PR #1228, opened 2021-08-26
Add initial support for Mutter 41

tintou:


JoseExposito (approved):
Tested with Mutter 41 Beta (latest main branch code) and it compiles.

I think we should wait until the final release is available  and merge as we did with 40.

decathorpe:
> I think we should wait until the final release is available and merge as we did with 40.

+++

Find and copy each line above holding "with".

Tested with Mutter 41 Beta (latest main branch code) and it compiles.
I think we should wait until the final release is available  and merge as we did with 40.
> I think we should wait until the final release is available and merge as we did with 40.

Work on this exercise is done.